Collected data
PR #1966, opened 2022-11-09
Implement own CharStreamImpl for JavaCC based Python parser.

ml86:
This became necessary since we used the JavaCC provided default
CharStream implementation in a hackish way which caused exceptions on
some input files.


mpollmeier (approved):
I guess you checked and double checked if anything like this is available in (standard) libraries..?

PR #1975, opened 2022-11-13
Add missing symlinks to joern-install.sh

VainlyStrain:
Add symlinks for the Python, Java, Kotlin, PHP and Jimple CPG construction tools to joern-install.sh, so that these tools can be called without needing to specify the path in a script.

If these symlinks have been omitted on purpose, feel free to ignore this pull request.


mpollmeier:
sorry about the delay, yes I believe these were missing indeed
the PR build is red due to a timeout, will restart
thank you!

mpollmeier (approved):

PR #1983, opened 2022-11-15
querydb: add bundle `android.JavaScriptInterface`

claudiuvursache:


claudiuvursache:
really need to find a good abstraction for building the code examples so that PRs don't get as large...

querydb/src/main/scala/io/joern/querydb/language/android/ManifestXmlTraversal.scala
```diff
@@ -10,6 +10,23 @@ object Constants {
...
+      .filter(_.label == "manifest")
+      .flatMap(_.child)
+      .filter(_.label == "application")
+      .flatMap { applicationNode =>
+        val activityName = applicationNode.attribute(Constants.androidUri, "usesCleartextTraffic")
+        activityName match {
+          case Some(n) if n.toString == "true" => Some(true)
+          case Some(_)                         => Some(false)
+          case None                            => None
+        }
```
maltek, line 27:
```suggestion
        activityName.map(_.toString == "true")
```

querydb/src/main/scala/io/joern/scanners/android/JavaScriptInterface.scala
```diff
@@ -0,0 +1,518 @@
...
+        def exposedJavaScriptInterfaceObjects =
+          if (appUsesCleartextTraffic)
+            webViewsWithInsecureLoadUrlCalls.referencingIdentifiers.inCall
+              .nameExact("addJavascriptInterface")
+              .argument(1)
+          else Traversal.empty
+        val exposedJavaScriptInterfaceObjectNames =
+          exposedJavaScriptInterfaceObjects.collect {
+            case expression: Identifier => expression.typeFullName
+            case expression: Call       => expression.typeFullName
```
maltek, line 65:
```suggestion
            case ident: Identifier => ident.typeFullName
            case call: Call        => call.typeFullName
```

since `Expression` is a node type, I think it's preferable to not use it as a variable name for a different type (even if it's a sub-type).

maltek (approved):
just some small nits

querydb/src/main/scala/io/joern/scanners/android/JavaScriptInterface.scala
claudiuvursache: yepp, nicer, thx

PR #1984, opened 2022-11-15
Use more caching to speed up javasrc2cpg for large projects

johannescoetzee:
The biggest performance gains from this PR are that `solveType` calls resulting in SOEs are now cached. There is still a WIP replacement for the JavaParserTypeSolver (that gets type information from source files) coming that should give much better results, but for now this reduced the AST creation time for elasticsearch to about 11 minutes on my workstation.


johannescoetzee:
Closing in favour of https://github.com/joernio/joern/pull/1986

PR #2007, opened 2022-11-21
kotlin2cpg: use imports to set unresolved types

claudiuvursache:


max-leuthaeuser (approved):

johannescoetzee (approved):

joern-cli/frontends/kotlin2cpg/src/main/scala/io/joern/kotlin2cpg/types/DefaultTypeInfoProvider.scala
```diff
@@ -743,6 +754,13 @@ class DefaultTypeInfoProvider(environment: KotlinCoreEnvironment) extends TypeIn
       }
       .getOrElse(defaultValue)
   }
+  def typeFromImports(name: String, file: KtFile): Option[String] = {
+    file.getImportList.getImports.asScala.flatMap { directive =>
+      if (directive.getImportedName != null && directive.getImportedName.toString == name.stripSuffix("?"))
```
johannescoetzee, line 759: Small style nit (and it's debatable whether this is better), but you can do `Option(directive.getImportedName).contains(name.stripSuffix("?"))` here

joern-cli/frontends/kotlin2cpg/src/main/scala/io/joern/kotlin2cpg/types/DefaultTypeInfoProvider.scala
```diff
@@ -743,6 +754,13 @@ class DefaultTypeInfoProvider(environment: KotlinCoreEnvironment) extends TypeIn
...
+        Some(directive.getImportPath.getPathStr)
+      else None
```
johannescoetzee, line 761: The `if (condition) { Some(thing) } else { None }` pattern can also be rewritten as `Option.when(condition) { thing }`

claudiuvursache: same as above

PR #2014, opened 2022-11-23
upgrade to Scala 3

mpollmeier:
The biggest visible change is the repl, which is a complete reimplementation. 
Ammonite is no longer in our dependency tree, and I factored out the core repl
functionality into a separate build: https://github.com/mpollmeier/scala-repl-pp/

The repl options and usage are identical though, apart from an additional `--dependency` 
option which I'll document on joern-website once this is merged. 

The main downstream builds are ready to get upgraded as well. 

Note: the code is ready to get reviewed, however we won't merge anything until we're 
happy with the feedback from the manual user testing.


joern-cli/src/main/resources/scripts/c/malloc-overflow.sc
```diff
@@ -1,18 +1,21 @@
...
-    }
-    .l
+    }.code
+
+  val expected = Set(
+    "malloc(sizeof(int) * 42)",
+    "malloc(sizeof(int) * 3)",
+    "malloc(sizeof(int) + 55)"
+  )
+  assertContains("calls", calls, expected)
```
ml86, line 20: Did this turn into some kind of test? Before we did not assert anything. Did the use of this script change. Some question applies to the other `.sc` files.

benchmarks/build.sbt
```diff
@@ -16,12 +14,8 @@ Compile / doc / sources ~= (_ filter (_ => false))
...
 // we want to consume this from a java8 build
 compile / javacOptions ++= Seq("--release", "8")
-scalacOptions ++= Seq() ++ (
-  CrossVersion.partialVersion(scalaVersion.value) match {
-    case Some((3, _)) => Seq("-Xtarget:8")
-    case _            => Seq("-target:jvm-1.8")
-  }
-)
+
+scalacOptions += "-Xtarget:8"
```
ml86, line 18: Cant we set this for all subprojects in the main `build.sbt`?

joern-cli/src/main/resources/scripts/c/malloc-overflow.sc
ml86: I just noticed that those expectation came from `RunTestScripts.scala`. Why did you change the setup? Having the tests in the actual implementation seems strange.

macros/src/main/scala-3/io/joern/macros/QueryMacros.scala
```diff
@@ -10,13 +10,14 @@ import scala.quoted.{Expr, Quotes}
...
+    travExpr: Expr[Cpg => Traversal[_ <: StoredNode]]
+  )(using quotes: Quotes): Expr[TraversalWithStrRep] = {
     import quotes.reflect._
-    val pos = travExpr.asTerm.pos
+    val pos  = travExpr.asTerm.pos
     val code = Position(pos.sourceFile, pos.start, pos.end).sourceCode.getOrElse("N/A")
-    '{TraversalWithStrRep(${travExpr}, ${Expr(code)})}
+    '{ TraversalWithStrRep(${ travExpr }, ${ Expr(code) }) }
   }
 }
```
ml86, line 23: There is a scala 2 version of the `QueryMacros` implementation which i would have expected to be deleted. The file location can than also be adjusted (no more `scala-3` in path).

benchmarks/build.sbt
mpollmeier: good idea, done

macros/src/main/scala-3/io/joern/macros/QueryMacros.scala
mpollmeier: good point, done

PR #2178, opened 2023-01-16
[pysrc2cpg] Abstract Type Recovery Pass \w Python Implementation

DavidBakerEffendi:
This is inspired by abstract interpretation, but to make this fast, it is flow-insensitive and does not focus on the symbols assigned but rather just the possible types. e.g.

```python
#  foobar.py
from baz import Faz, Far

a = Faz()
a = Far()
```

Will give a symbol table entry:
`(foobar.py, a) => [baz.py:<module>.Faz, baz.py:<module>.Far]`

Description of these changes:

- Reads imports and adds type hints to identifiers assigned to these, either to `DYNAMIC_TYPE_HINT_FULL_NAME` or `TYPE_FULL_NAME`. This is determined if the identifier is at the assignment, or elsewhere. Additionally, if at the end of the recovery there is only 1 entry in `DYNAMIC_TYPE_HINT_FULL_NAME` then it is promoted to `TYPE_FULL_NAME`.
- The symbol table makes use of `(File, Identifier)` pairs as keys. This is vulnerable to shadowing, but this frontend does not link `REF` edges from children methods to parent modules, so we will make this approximation for now. Ideally, we would use `Declaration` nodes as keys to the symbol table.
- The call linker has been reworked to rely on the recovered type information and will attempt to link the new callees if they exist. `METHOD_FULL_NAME` is set if there is only one callee recovered.
- Steps in the type recovery pass are expressed as forkable and will fork up to a parent execution pool.

This is not a feature-complete type recovery. Missing features that aren't handled:
- Field accesses/loads
- Method return values in assignments
- Parameters
- Super types aren't considered, e.g. CHA 

Refer to the tests to see the current capabilities.


DavidBakerEffendi:
This currently doesn't "know" of types in child method scopes. Will look at the fix now...

DavidBakerEffendi:
To be robust to shadowing, I could make the symbol table key `(String, Seq[String], String) => (File, Seq[Method], Identifier)`. This way the method chain determines how far the identifier can be referenced, i.e. the shallower, the more methods it's in scope to.

DavidBakerEffendi:
@johannescoetzee see the above suggestion for symbol table keys. This may make this more precise and useful for other frontends too.

joern-cli/frontends/x2cpg/src/main/scala/io/joern/x2cpg/passes/frontend/PythonTypeRecovery.scala
```diff
@@ -0,0 +1,318 @@
...
+  */
+class PythonTypeRecovery(cpg: Cpg) extends CpgPass(cpg) {
+
+  private val symbolTable = new SymbolTable()
+  private val logger      = LogManager.getLogger(classOf[PythonTypeRecovery])
+
+  override def run(builder: DiffGraphBuilder): Unit =
+    try {
+      // Set aliases that point to imports for local and external methods/modules
+      def importCalls = cpg.call.where(_.nameExact("import"))
```
Liyw979, line 32: cpg.call.nameExact("import")

DavidBakerEffendi:
Latest commit adds support for Python literals

joern-cli/frontends/x2cpg/src/main/scala/io/joern/x2cpg/passes/frontend/PythonTypeHintCallLinker.scala
```diff
@@ -0,0 +1,44 @@
...
+import overflowdb.traversal.Traversal
+
+/** Attempts to set the <code>methodFullName</code> and link to callees using the recovered type information from
+  * [[PythonTypeRecovery]]. Note that some methods may not be present as they could be external and have been
+  * dynamically discovered, thus the [[io.joern.x2cpg.passes.base.MethodStubCreator]] would have missed it.
+  *
+  * @param cpg
+  *   the target code property graph.
+  */
+class PythonTypeHintCallLinker(cpg: Cpg) extends CpgPass(cpg) {
```
fabsx00, line 17: Looks like we are processing all calls of the code base in a single thread. I wonder if we can find a good unit for parallelization here. For example, can we process one compilation unit at a time?

joern-cli/frontends/x2cpg/src/main/scala/io/joern/x2cpg/passes/frontend/PythonTypeHintCallLinker.scala
```diff
@@ -0,0 +1,44 @@
...
+
+  implicit private val resolver: NoResolve.type = NoResolve
+
+  override def run(builder: DiffGraphBuilder): Unit = {
+
+    def calls: Traversal[Call] = cpg.call
+      .filterNot(c => c.name.matches("^(<operator>|import).*"))
```
fabsx00, line 24: Would be good to comment here in which parts are language agnostic and which are language specific. I take it the `<operator>`-part is language agnostic, while the `import` is specific to the python frontend.

joern-cli/frontends/x2cpg/src/main/scala/io/joern/x2cpg/passes/frontend/PythonTypeRecovery.scala
```diff
@@ -0,0 +1,370 @@
...
+import scala.collection.concurrent.TrieMap
+import scala.util.Try
+
+/** Based on a flow-insensitive symbol-table-style approach. This does not accurately determine the difference between
+  * shadowed variables in the same file but this is due to REF edges not connecting children methods to parent scope
+  * (yet).
+  *
+  * TODO: Currently this just improves the type recovery of imported function and types.
+  */
+class PythonTypeRecovery(cpg: Cpg) extends CpgPass(cpg) {
```
fabsx00, line 25: Same comment as for the above pass: can we do this in parallel for multiple independent units?

joern-cli/frontends/x2cpg/src/main/scala/io/joern/x2cpg/passes/frontend/PythonTypeRecovery.scala
```diff
@@ -0,0 +1,370 @@
...
+        symbolTable.put(k, symbolTable(k).filterNot(_.contains("__init__.py")))
+      }
+    }
+  }
+
+  /** Tasks responsible for populating the symbol table with import data.
+    * @param node
+    *   a node that references import information.
+    */
+  class SetImportTask(node: CfgNode) extends RecursiveTask[Unit] {
```
fabsx00, line 73: Ah, I see you're using RecursiveTask here for parallelism.

fabsx00 (changes requested):
Great work! Can you provide a more high-level overview of how the algorithm works and possibly include that in a longer comment? I think this is the kind of code that we'll be happy to have commented in a few months from now :)

DavidBakerEffendi:
@fabsx00 I've gone ahead and separated the class into an abstract and implementation class. This way the algorithmic stuff stays in the abstract classes' comments. I've used the HTML tags so that it generates in the ScalaDoc nicely. Here is an example of the description above `XTypeRecovery.scala`.

```
Based on a flow-insensitive symbol-table-style approach. This does not accurately determine the difference between shadowed variables in the same file but this is due to REF edges not connecting children methods to parent scope (yet).
The algorithm flows roughly as follows:

1. Scan the CPG for method signatures of methods which are in scope of each compilation unit, either by internally defined methods or by reading import signatures. This includes looking for aliases, e.g. import foo as bar. Store these details in the global table
2. TODO: While performing the above, note field/member assignments in the global table.
3. (Optionally) Prune these method signatures by checking their validity against the CPG.
4. Visit each compilation unit and:
  4.1 Visit assignments to populate where variables are assigned a value to extrapolate its type. Store these values in a    local symbol table.
  4.2 Find instances of where these variables are used and update their type information.
  4.3 If this variable is the receiver of a call, make sure to set the type of the call accordingly.
  
The global and local symbol tables use the SymbolTable class to track possible type information.
```

joern-cli/frontends/x2cpg/src/main/scala/io/joern/x2cpg/passes/frontend/XTypeHintCallLinker.scala
```diff
@@ -0,0 +1,44 @@
...
+
+import io.shiftleft.codepropertygraph.Cpg
+import io.shiftleft.codepropertygraph.generated.{EdgeTypes, PropertyNames}
+import io.shiftleft.codepropertygraph.generated.nodes.{Call, Method}
+import io.shiftleft.passes.CpgPass
+import io.shiftleft.semanticcpg.language._
+import overflowdb.traversal.Traversal
+
+/** Attempts to set the <code>methodFullName</code> and link to callees using the recovered type information from
+  * [[XTypeRecovery]]. Note that some methods may not be present as they could be external and have been dynamically
```
fabsx00, line 11: What is the effect of the method not being present here? Are you saying that you handle that condition?

DavidBakerEffendi: TLDR: I don't handle it, not sure if it's within the scope of this pass or not, but it could be.

Essentially the `MethodStubPass` has already happened at this point, yet we may find new external methods. So no new external method stubs are linked under `callee`, but the information about this new call may be stored under `methodFullName`. Ideally, we would be able to run `MethodStubPass` after this, or be able to create new stubs on the fly here.

For the sake of tagging from `dynamicTypeHintFullName`, `methodFullName`, and `typeFullName`, it's fine. For the sake of using `call.callee`, it would be an issue.

DavidBakerEffendi: PS: Similar situation with type stubs.

`MethodStubPass` could perhaps have an `object` function where, given a `builder` and some method info, could register a new method in the `builder`.

joern-cli/frontends/x2cpg/src/main/scala/io/joern/x2cpg/passes/frontend/XTypeHintCallLinker.scala
```diff
@@ -0,0 +1,44 @@
...
+
+  def calls: Traversal[Call] = cpg.call
+    .filterNot(c => c.name.startsWith("<operator>"))
+    .filter(c => calleeNames(c).nonEmpty)
+    .filter(_.callee.isEmpty)
+
+  def calleeNames(c: Call): Seq[String] =
+    (c.dynamicTypeHintFullName ++ Seq(c.typeFullName)).filterNot(_.equals("ANY")).map {
+      // Python call from  a type
+      case typ if typ.split("\\.").last.charAt(0).isUpper => s"$typ.${c.name}"
```
fabsx00, line 29: This may throw a `NoSuchElementException` when `typ` is empty, probably better to handle gracefully using lastOption.

joern-cli/frontends/x2cpg/src/main/scala/io/joern/x2cpg/passes/frontend/XTypeRecovery.scala
```diff
@@ -0,0 +1,354 @@
...
+  *
+  * @param node
+  *   a node that references import information.
+  */
+abstract class SetXProcedureDefTask(node: CfgNode) extends RecursiveTask[Unit] {
+
+  protected val logger: Logger = LogManager.getLogger(classOf[SetXProcedureDefTask])
+
+  override def compute(): Unit =
+    node match {
```
fabsx00, line 142: default case missing, which may result in match error at runtime

fabsx00 (approved):
Good to go.

PR #2184, opened 2023-01-17
Added support for the astgen macOS arm binary

max-leuthaeuser:


joern-cli/frontends/jssrc2cpg/src/main/scala/io/joern/jssrc2cpg/utils/Environment.scala
```diff
@@ -5,8 +5,9 @@ import java.nio.file.Paths
 
 object Environment {
 
-  val IS_MAC: Boolean   = scala.util.Properties.isMac
-  val IS_LINUX: Boolean = scala.util.Properties.isLinux
+  val IS_MAC: Boolean     = scala.util.Properties.isMac
```
mpollmeier, line 8: if we change this to `IS_MAC_X86` (or similar) it'd be more specific, and the order of the conditional in `AstGenRUnner` wouldn't matter any more... just a thought

mpollmeier (approved):

joern-cli/frontends/jssrc2cpg/src/main/scala/io/joern/jssrc2cpg/utils/Environment.scala
max-leuthaeuser: Yes, right. I changed that to something more explicit. Please have a look :-)

mpollmeier (approved):
Not sure if this causes any issues, and it's not really important, but if we followed scala's naming convention it would be `val OperatorSystem` and `val Architecture`.

max-leuthaeuser:
Right. The Scala naming convention suggests to use camel case with capital starting letter.
I took the chance to change that everywhere in jssrc2cpg.

mpollmeier (approved):

max-leuthaeuser:
@mpollmeier I removed the caching and it worked.

mpollmeier:
🎉

mpollmeier:
that might significantly slow down the PR builds though, because it'll download half of maven central every time...
maybe just exclude the ammonite directory from the cache?

mpollmeier:
your test probably did exactly that

PR #2196, opened 2023-01-18
shadow io.github.retronym.java9rtexport.Export with bugfix

mpollmeier:
will test this here first and then provide an upstream fix


max-leuthaeuser (approved):

mpollmeier:
this can be reverted once https://github.com/com-lihaoyi/Ammonite/pull/1318 is merged and released

PR #2210, opened 2023-01-25
Refactored `NodeBuilders.methodReturnNode`

xavierpinho:
Essentially 2 changes:

1. Moved `methodReturnNode` out of `AstCreator` (where methods return an `Ast`) and into `NodeBuilders` (where methods return a `Node`).
2. Set the default value of `code` to "RET". Only the C frontend seemed to be using it any differently (by using the type full name), but it seems like a needless distinction (?) as the frontend seems to work just as well.


fabsx00:
@max-leuthaeuser unless setting the code field to the type in the C frontend is necessary downstream, I'd suggest we merge this.

max-leuthaeuser:
Afaik we have a couple of dataflow tests for various frontends in codescience/securityprofile but they should not be affected.

max-leuthaeuser (approved):

Issue #2206, opened 2023-01-24
[Bug] Joern silently crasing with no crash logs


tuxology:
**Describe the bug**
Latest version of `joern` when installed from the install script is not booting up. There are multiple SLF4J logs on console but no detailed log of crash. Using Joern as a library post v1.1.359 also shows the same behavior when silent crashes and no logs are observed. Rebuilding from scratch using `sbt` and then testing does not show the same error however. Tested on `v1.1.403`

**To Reproduce**
Install and start joern using `sudo ./joern-install.sh --reinstall --interactive` and then start joern

```
$ joern
SLF4J: No SLF4J providers were found.
SLF4J: Defaulting to no-operation (NOP) logger implementation
SLF4J: See https://www.slf4j.org/codes.html#noProviders for further details.
SLF4J: Class path contains SLF4J bindings targeting slf4j-api versions 1.7.x or earlier.
SLF4J: Ignoring binding found at [jar:file:/opt/joern/joern-cli/lib/org.apache.logging.log4j.log4j-slf4j-impl-2.19.0.jar!/org/slf4j/impl/StaticLoggerBinder.class]
SLF4J: See https://www.slf4j.org/codes.html#ignoredBindings for an explanation.
Compiling /home/suchakra/(console)
```
End of log :point_up_2: 

**Expected behavior**
Joern starts normally and when integrated as a library, is able to print all logs. 

**Screenshots**

**Desktop (please complete the following information):**
 - OS: Elementary OS v5.1
 - Joern Version : v1.1.403
 - Java version: 

```
openjdk version "11.0.17" 2022-10-18
OpenJDK Runtime Environment (build 11.0.17+8-post-Ubuntu-1ubuntu218.04)
OpenJDK 64-Bit Server VM (build 11.0.17+8-post-Ubuntu-1ubuntu218.04, mixed mode, sharing)
```

mpollmeier:
@tuxology does this also happen if you install without `sudo`?
I currently have covid, so I'm a bit limited atm, in many ways.

max-leuthaeuser:
Just tested it on my machine.
It worked without any problems (with and without `sudo`).

```
openjdk 11.0.18 2023-01-17
OpenJDK Runtime Environment (build 11.0.18+10)
OpenJDK 64-Bit Server VM (build 11.0.18+10, mixed mode)
```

Instructions for the task: Check every line of the data above for the string "DiffGraphBuilder", and copy those that have it.

Your response:
+  override def run(builder: DiffGraphBuilder): Unit =
+  override def run(builder: DiffGraphBuilder): Unit = {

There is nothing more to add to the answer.